Yıllar önce bir tanıdığımızın işleri bozulmuştu. Babamla dertleşirken, aldığı bir arsa üzerine; “İyi ki bu arsayı zamanında almışım, onu da almasaydım şimdi ne yapardım.” diyerek, olumsuz durumundan bir olumluluk çıkarmaya çalışmıştı. Oysa ki zamanında o arsaya yaptığı yatırımı işini geliştirmek için yapsaydı, durumu çok farklı olabilirdi.
Bu tür örneklerle birçoğumuz karşılaşmışızdır. Ticaretin doğasının bir parçasıdır bunlar…
İlginç olan ise bu tür konuların sonrasıdır. Bu durumu yaşayan insanların yaptıkları “yanlış ders” niteliğindedir. O yanlış ders; sonuçlardan yola çıkarak “nedenler” üretmektir. Beyhude bir çabadır bu. Sonuçları değiştirmeyen, geleceğe projeksiyon yapmayan bir çaba.
Olması gereken nedenlerden sonuca gitmektir. Sonuçlardan neden üretmek değil.

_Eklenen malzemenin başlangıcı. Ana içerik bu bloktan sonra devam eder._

PR #2573, opened 2026-07-23
feat(managed-agents): add Oh My Pi as a native ACP runtime

dkta0:
## Summary
- add Oh My Pi to the ACP runtime catalog with native `omp acp` invocation
- support official macOS/Linux and Windows installers, including the Windows `%LOCALAPPDATA%\omp` path
- gate onboarding on OMP setup completion and expose OMP in the harness picker
- keep OMP first in onboarding so the newly supported native-ACP option is immediately discoverable during rollout; Claude Code and Codex remain available alongside it

### Related issue

None found.

### Testing

- `cargo fmt --manifest-path desktop/src-tauri/Cargo.toml -- --check`
- `cargo test --manifest-path desktop/src-tauri/Cargo.toml managed_agents::discovery::tests:: --lib` (78 passed)
- `node --test --experimental-strip-types desktop/src/features/onboarding/ui/onboardingRuntimeSelection.test.mjs` (4 passed)

PR #2773, opened 2026-07-24
feat(acp): bring your own harness (BYOH) — generic ACP runtime seam + settings gallery

wpfleger96:
## What

Implements a "bring your own harness" (BYOH) generic ACP mechanism — replacing per-harness backend code with a data-driven 3-tier system:

- **Tier 1 (compiled-in builtins):** goose, claude, codex, buzz-agent — unchanged behavior
- **Tier 2 (bundled presets):** cursor, omp, grok, opencode, kimi, amp, hermes, openclaw, and any future additions — defined in `PRESET_HARNESSES`, no code duplication, icons stay TerminalSquare/bundled-asset-only
- **Tier 3 (user-defined custom):** JSON definitions saved to `custom_harnesses/` under app data; managed via Settings → Agents UI

### Core data model
- `HarnessDefinition` — id, label, command, args, env, install URL/hint
- `PRESET_HARNESSES` static table — single source of truth for all presets; `preset_harness_ids()` derives reserved IDs (D-11: no hand-maintained copy)
- `source: "builtin" | "preset" | "custom"` tagging on every catalog entry

### Persistence (B-4, B-6)
- `save_custom_harness_to_dir(dir, definition, rename_old_id)` — backup-swap atomic write (backs up target → .bak, commits temp → target, restores .bak on failure, removes .bak on success); safe on Windows where `fs::rename` over an existing file is "access denied"
- `save_and_warm` / `delete_and_warm` — hold `PERSIST_MUTEX` for the write + registry-warm pair, eliminating the lost-update race (B-6) where two concurrent saves could interleave their warm calls and leave a stale registry snapshot
- Validate-before-mutate: both IDs and env validated before any filesystem mutation

### Env validation boundary (B-3)
- `validate_harness_definition_pub` calls `validate_user_env_keys` on definition env at save AND load
- Rejects malformed keys (BUZZ_AUTH_TAG=x forgery shape), reserved keys (BUZZ_MANAGED_AGENT etc.), NUL bytes, oversized values

### TypeScript boundary (B-2 / Thufir CRITICAL)
- `RawAcpRuntimeCatalogEntry` now declares `definition_env?: Record<string,string>` and `source: "builtin" | "preset" | "custom"`
- `fromRawAcpRuntimeCatalogEntry` maps `definition_env → definitionEnv` (camelCase); absent field defaults to `{}`
- Edit form reads `entry.definitionEnv` — env no longer erased on save-then-edit cycle

### Unified descriptor (Phase A / Thufir F4)
- `EffectiveHarnessDescriptor { command, args, env }` in `readiness.rs`
- `resolve_effective_harness_descriptor()` — single resolver used by spawn, spawn_hash, summary, get_agent_models (both saved and unsaved), and readiness
- No competing arg-resolution forms

### Other fixes
- B-5: stop freezing `runtime.defaultArgs` into `record.agent_args` on normal create paths
- B-7: readiness exec-check — `MissingBinary` variant for custom commands not found on PATH
- B-8: onboarding transition — `setTimeout(0)` removed, parent-owned route intent via `navigateAfterComplete` prop
- C-9: collector-discriminating sweep tests with injectable filters
- C-10: `HarnessManagementCard` uses `harnessGalleryLogic` helpers (killed duplicate filter/sort)
- D-11: `BUILTIN_IDS` derived from `PRESET_HARNESSES` (no hand-maintained copy)
- D-12: `mobile/pubspec.lock` churn reverted
- D-13: false ownership fast-path comment fixed
- D-14: URL scheme validation for `installInstructionsUrl`
- D-15: OpenClaw Gateway env-locus README line

### Tests added
**B-4 persistence (6 tests):** `save_to_dir_create_writes_file_and_loads_back`, `save_to_dir_same_id_edit_replaces_content`, `save_to_dir_backup_is_cleaned_up_after_same_id_edit`, `save_to_dir_rename_removes_old_file_and_creates_new`, `save_to_dir_rename_nonexistent_old_id_is_non_fatal`, `save_to_dir_roundtrip_with_env_preserves_values`

**B-3 env validation (6 tests):** `validate_rejects_malformed_key_with_equals_sign`, `validate_rejects_reserved_key_buzz_managed_agent`, `validate_rejects_reserved_key_case_insensitive`, `validate_rejects_nul_byte_in_value`, `validate_rejects_value_over_per_value_size_limit`, `validate_accepts_well_formed_env`

**B-2 API boundary (4 TS tests in tauri.test.mjs):** `fromRawAcpRuntimeCatalogEntry maps definition_env to definitionEnv`, `defaults definitionEnv to {} when absent`, `preserves source preset`, `env round-trips through edit payload shape`

## Preset catalog

| ID | Label | Command |
|----|-------|---------|
| `cursor` | Cursor | `cursor-agent acp` |
| `omp` | Oh My Pi | `omp acp` |
| `grok` | Grok Build | `grok agent --always-approve stdio` |
| `opencode` | OpenCode | `opencode acp` |
| `kimi` | Kimi Code | `kimi acp` |
| `amp` | Amp | `amp-acp` |
| `hermes` | Hermes Agent | `hermes-acp` |
| `openclaw` | OpenClaw | `openclaw acp` |

## Review-fix pass (2026-07-26, Eva)

Fixes from the three-way review (Wren / Dawn / Eva) in the buzz-generic-acp-harnesses thread, pushed as new commits (no rewrite):

1. **installHint edit round-trip** — form seeding extracted to `formValuesFromCatalogEntry` (single source of truth), input rendered, full-definition lossless round-trip regression.
2. **Dangling-delete coherence** — delete allowed; confirm counts referencing agents (direct pin + persona-inherited); summary rows render `harness (deleted): <id>`; spawn errors become actionable sentences (`user_facing_harness_error`); composed delete→summary→start test.
3. **Comma-in-args** — rejected at `validate_harness_definition` (shared by save AND disk load), mirrored inline in the form.
4. **Registry publish race** — collision/dup filtering moved into `load_custom_harnesses` (both loaders inherit shadowing rules); discovery publishes by re-reading the dir under `persist_mutex` (lock scoped to publish only); deterministic interleaving regressions for save-during-discovery and delete-during-discovery.
5. **Mechanical** — discarded `belongs_to_us` sweep arg deleted, `load_global_agent_config` hoisted out of the per-record summary loop, duplicated doc paragraph + stray SAFETY comment removed.
6. **PGID test de-flaked** — leader kept alive through the assertion.

Known follow-up (filed in review, not blocking): file-size split-outs queued in `check-file-sizes.mjs` entries.

## Gate table — head `bf53f1d60`

| Gate | Result |
|------|--------|
| `cargo test --lib` (desktop/src-tauri) | **1701 passed**, 0 failed, 14 ignored |
| desktop JS suite (`pnpm test`) | **3605 passed**, 0 failed |
| `tsc --noEmit` | clean |
| `biome check` + file-size/px/pubkey checks | clean |
| `cargo clippy --lib -- -D warnings` | clean |
| `cargo fmt --check` | clean |

PR head: `bf53f1d60e3cbd07392e1287b83bb37ba90d0d33` — includes merge of origin/main (`c2a4ee711`, conflicts in agent_models composed with #2890's live Databricks discovery)


OpenSpek:
Windows end-to-end proof completed against PR #2773 frozen at `0922869abe9f170879276588f3c4c51c292e230f`.

Proof shape:

- built and launched the disposable Windows desktop directly
- launched installed `hermes-acp.exe` 0.19.0 directly (no wrapper)
- one managed worker
- `openai-codex:gpt-5.6-sol`
- `HERMES_ACP_SKIP_CONFIGURED_MCP=1`
- real channel mention routed through ACP
- Hermes executed the bundled `buzz` CLI reply operation
- Buzz displayed a thread reply attributed to the managed Hermes agent with the exact requested token

Two Windows Hermes terminal issues were exposed by the proof:

1. the Git Bash startup probe could wedge after a timeout while an MSYS descendant retained captured pipe handles — already addressed by NousResearch/hermes-agent#69083;
2. `bash -l` replaced the native host-injected `PATH`, hiding Buzz's bundled CLI from the terminal snapshot — addressed by NousResearch/hermes-agent#71433.

One Buzz-side safety finding: a blank/new managed-agent parallelism value inherited `24` on this machine and launched 24 workers. Explicitly setting `1` fixed containment. Please consider defaulting new managed ACP agents to `1`, or requiring an explicit value/warning before launch.

This validates the generic ACP harness path on Windows; it does not imply a production routing cutover.

tlongwell-block:
2bae233534222b01139e44cb5cc9bc2ce2e778ee634fae11a72659916e97bd4c

bradhallett (commented):
Dropping these as design questions rather than blockers — I know this is mid-flight. Strong execution on the 3-tier model, the bundled-logo drift guard (`presetLogos.test.mjs` catching Rust↔TS drift), and @OpenSpek's real Windows E2E proof with hermes-acp.

**One thing worth a design call: the preset tier can't express a setup gate, and omp is the case that bites.** `PresetHarness` carries only `id / label / command / args / install_instructions_url / install_hint`, and every preset is pinned to `AuthStatus::NotApplicable` — fine for harnesses that work the moment the binary resolves on PATH (cursor, grok, opencode, …), but omp needs `omp setup` (model + auth) post-install. Without a probe, omp shows "ready" the instant the binary is found and the failure surfaces only at ACP `initialize`/`authenticate`. The signal is clean — I verified `omp config get setupVersion` → `1`, exit 0 (omp 17.1.3); `0`/absent = not-set-up — and #2573 wires exactly this as a positive-integer probe on the legacy path. Is setup-gating intentionally out of scope for presets, or worth an optional `auth_probe` field? Relevant to the #2573 overlap either way.

Two smaller notes:
- omp `install_instructions_url` points at `github.com/can1357/oh-my-pi` (source) — `https://omp.sh/docs/quickstart` is the actual install guide. Same one-liner #2573 needs; worth matching whichever lands.
- Seconding @OpenSpek's parallelism-24 safety ask — this PR owns the new-harness creation surface, so it's the natural place to default new managed ACP agents to 1 or require an explicit value/warning before launch.

tlongwell-block:
Hi! Parallelism is set to 24 because it defines how many channels a given bot/identity can work in at once. In some harnesses that's a single agent process with parallel sessions. In other, like Buzz Agent, that's a process per channel. 24 is a good default.

tlongwell-block:
I use my bots in a lot of channels at once.

joelbrilliant:
The BYOH seam is the right shape. Speaking as one of the people who wrote a bespoke Hermes runtime, I'd rather this landed than mine.

Worth flagging the collision in case it helps prioritising. There are four open PRs adding Hermes to Buzz right now (this one, #2633 mine, #2656, #2468) and all four touch `managed_agents/discovery.rs` and its tests. Any one of them merging breaks the other three, which is probably why none have moved.

This PR makes most of that moot. Discovery and registration become generic, and I'm happy to close the discovery half of #2633 as redundant once this is in.

Two things I can contribute that don't overlap with it:

1. A Hermes harness definition for the gallery. You've already got `hermes.png` in here, so it's mostly just the config shape.
2. Durable session load. #2633 is the only one of the four with a `session_store.rs`, so a Hermes session survives a Buzz restart instead of starting cold. Around 650 lines, sits on top of the seam rather than inside it, tests green against current main.

Happy to cut both as small follow-ups once this merges, or push them into this branch if you'd rather have it in one go. Whichever is less work for you.

tlongwell-block:
> * Seconding @OpenSpek's parallelism-24 safety ask — this PR owns the new-harness creation surface, so it's the natural place to default new managed ACP agents to 1 or require an explicit value/warning before launch.

After seeing how heavy some agents are, I've lowered this to 10 by default in #3038

Will follow up on real efficiency gains in #3044

Bartok9:
Quick coordination note while #2656 / the Hermes-specific design work is folded into this BYOH seam:

Happy to defer entirely to #2773 as the land path — generic tier-2 Hermes is the right shape.

**Credit ask (person-level):** when Hermes runtime bits that came from the #2656 line (native Hermes ACP registration shape, config-bridge / readiness / model-selection thoughts, cold-start + `HERMES_ACP_SKIP_CONFIGURED_MCP`, supervisor/`killpg` hardening discussion with @joelbrilliant, etc.) land in the merge to `main`, please keep a person-level nod — `@Bartok9` and/or `Co-authored-by: Bartok9` — not only a PR-number reference to #2656. Same spirit if related follow-ups cherry-pick those ideas.

Glad to keep reviewing this PR for || design nits, tests, and the killpg/signal-forwarding regression class. Thanks for carrying Hermes + OpenClaw in the gallery.

tlongwell-block (approved):

amanning3390:
Thanks for landing the generic BYOH seam. I re-checked the merged head against the Hermes-specific contracts in #2656.

The generic path already covers the important architecture: Hermes is a named tier-2 preset, `hermes-acp` is a supported native Hermes console entrypoint (not a separate adapter), custom harness definitions can carry env, model discovery/selection is generic, and the direct entrypoint avoids #2656's `/bin/sh` supervisor path.

Two focused Hermes preset gaps remain:

1. Set `HERMES_ACP_SKIP_CONFIGURED_MCP=1` in the Hermes preset env. Hermes Agent now documents and implements this host marker so Buzz-owned ACP sessions do not also start the user's globally configured MCP servers.
2. Make the model-probe timeout data-driven and give Hermes 45s. The merged `buzz-acp` path still uses the global 10s `MODELS_TIMEOUT`; Hermes cold starts can legitimately exceed it.

The first should be preset data using the existing env field. The second needs a per-definition timeout field rather than another Hermes-specific match arm. I can send that as a focused follow-up. Please also preserve person-level credit for the Hermes-specific design/testing carried over from #2656, as discussed above.

Bartok9:
Both follow-ups are the right shape and both are preset-data, not new match arms — which is exactly the point of the generic seam.

**1. `HERMES_ACP_SKIP_CONFIGURED_MCP=1` in the Hermes preset env.** This is pure data using the existing env field on the definition — no code path change. It stops Buzz-owned ACP sessions from also spinning up the operator's globally-configured MCP servers, which is the whole reason Hermes documents the marker host-side. Keep the same operator-precedence rule the merged spawn path already uses (`std::env::var(&key).is_err()` before setting) so an operator who exports it wins.

**2. Data-driven probe timeout, 45s for Hermes.** Agreed the merged `buzz-acp` path still uses the global 10s `MODELS_TIMEOUT` at the initialize/probe sites, and Hermes cold starts legitimately exceed that (observed ~13–21s live). The clean fix is a per-definition `model_probe_timeout` field resolved at all probe sites, defaulting to `MODELS_TIMEOUT` for everything else — not a `hermes` match arm. Worth asserting the contract in a test (`hermes > default`, others `== MODELS_TIMEOUT`) rather than freezing `45`, so tuning the budget later doesn't turn it into a change-detector.

Both are small and independent; happy to review them or take one as a focused patch on the merged head, whichever is less work for you. Thanks for carrying the Hermes preset properly on top of the generic machinery.

joelbrilliant:
Small correction to the contract mapping, since it could lead someone to close the wrong PR.

Persistence isn't covered by the merged seam. There's no session store on main, and more to the point `buzz-acp` doesn't call `session/load` at all. Grep `session/load`, `load_session` or `loadSession` under `crates/buzz-acp/src/` on the merged head and it comes back empty. So a harness restart still starts a cold conversation even against an agent that advertises `loadSession`, which Hermes does.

Bunun yapılabilmesi için; atı arabanın önüne koşmak gerekir.
Ancak sonuçlardan nedenler çıkarmak, arabayı atın önüne koşmak anlamına gelir ki; en hafif deyişle “komik” olma durumudur bu.
İş hayatının da en büyük problemlerinden biridir sonuçlardan neden üretmek.
Bunun arkasında da, konuları ele alış yöntemi olarak, analitik bir yaklaşım yerine, “olsa olsa” yönteminin olması yatıyor.
Ancak şu bir gerçek ki bugünün iş dünyasında, neden sorusunu soran, yanıt arayan, kısacası “neden bilinci” gelişmiş bireylere ihtiyaç var.
Neden sorusunu yaşamının eksenine yerleştirebilen insanların “modası” hiç bir zaman geçmez. Zira neden sorusu, bugüne dair ve süreç merkezli bir sorudur. Bugüne ve süreçlere bakabilen insanın “zamanın dışında” kalması olasılık dışıdır.
Her şeyde olduğu gibi, şirketlerin modasının da olduğu büyük bir gerçektir. Onların modası, ürettikleri üründen çok, yönetimlerine dair bir meseledir. O nedenledir ki, sürekli kendini yenileyebilen şirketler, modayı takip etmezler, moda olurlar.
Bu da şemsiye taşıdığı için yağmur yağdığını zannederek değil, yağmur yağacak diye düşünerek şemsiye taşımakla mümkün olabilir…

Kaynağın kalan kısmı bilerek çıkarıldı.